I think the problem with how you are understanding it is that you think that
your enumeration is finite at any time. That's not true.

Let's suppose we are only wanting to enumerate numbers between 0 and 1. So,
you have to enumerate them like this:

0 -> some real

1 -> some real

...

n -> some real

for all naturals, so that you have infinite reals in your enumeration scheme.
Now, you build your new real number, let's call it R. R is such that its Nth
digit after the point is different than the Nth digit after the point of the
Nth number. Let's suppose our procedure goes like this:

0 -> 0.1

1 -> 0.11111

2 -> 0.0001

3 -> 0.10101010101010....

4 -> 0.111011

What is R? R is a real number. It has a well-defined value for every one of
its digits, so why wouldn't it be a real number? So we have, a real number
between 0 and 1, and an infinite enumeration of reals.

Let's see the value of R:

0 -> 0. _1_

1 -> 0.1 _1_ 111

2 -> 0.00 _0_ 1

3 -> 0.101 _0_ 1010101010....

4 -> 0.1110 _1_ 1

so R is:

0.00110 and so on.

Is R 0.00110? R has more digits, is more like 0.00110abcdefg with abcdefg
being some more digits we should calculate. R has infinite digits, not only
those, and we could calculate all of them by a finite procedure, so we aren't
doing anything magical here. What those digits' value is we don't mind, as
you'll see.

What we mind about is this: R is different to the first number. How can we
know? Because by construction, the first digit of R is different from the
first digit of the first number. Now, let's see if R is in our countable set.
If R was in our countable set, R would be in a place, for example in the
position M of the enumeration. Now, in the position M of the enumeration we
have the Mth number, and by construction, the Mth number is different to the R
number, as they have at least a digit that is different between them (and we
can even say: the Mth digit is different between them).

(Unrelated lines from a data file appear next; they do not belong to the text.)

PR #22060, opened 2023-11-22
fix(client): create dummy wasm-bg file

millsp:
This PR fixes the following issue when trying to deploy with `engineType=wasm` as an Edge Middleware via Vercel and Next.js. 
>  ⨯ ./node_modules/.pnpm/@prisma+client@5.7.0-dev.37_prisma@5.7.0-dev.37/node_modules/.prisma/client/query-engine.wasm
> Module not found: Can't resolve './query_engine_bg.js'

Some bundlers (eg. webpack) need this file to exist, even if it's empty. This is because they analyze `query-engine.wasm` for references to other files (yes, `query-engine.wasm` has references to `query_engine_bg.js`). It does not matter for us, because we bundle `query_engine_bg.js`, so that bundler is worrying about something that is not an issue, actually. The actual test backing this is work in progress (via ecosystem-tests).

Perhaps a future solution that is cleaner would be to emit a file called `__query_engine_bg__`, that may be enough not to trigger the bundler.


Jolg42 (approved):

Jolg42:
It would be interesting to have an ecosystem-test that monitors this case specifically.

millsp:
Yes, I am busy writing the Next.js tests which this is for.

So, how could R be in the enumeration scheme if we can't place it at any M?
Now, that's why we have an absurd here, and that's why every enumeration
scheme for reals will be incomplete.

I wish this solves your doubts about it. Please only focus on the mathematical
demonstration, we aren't saying nothing about countability, infinities, or
very large numbers excepting when we have to.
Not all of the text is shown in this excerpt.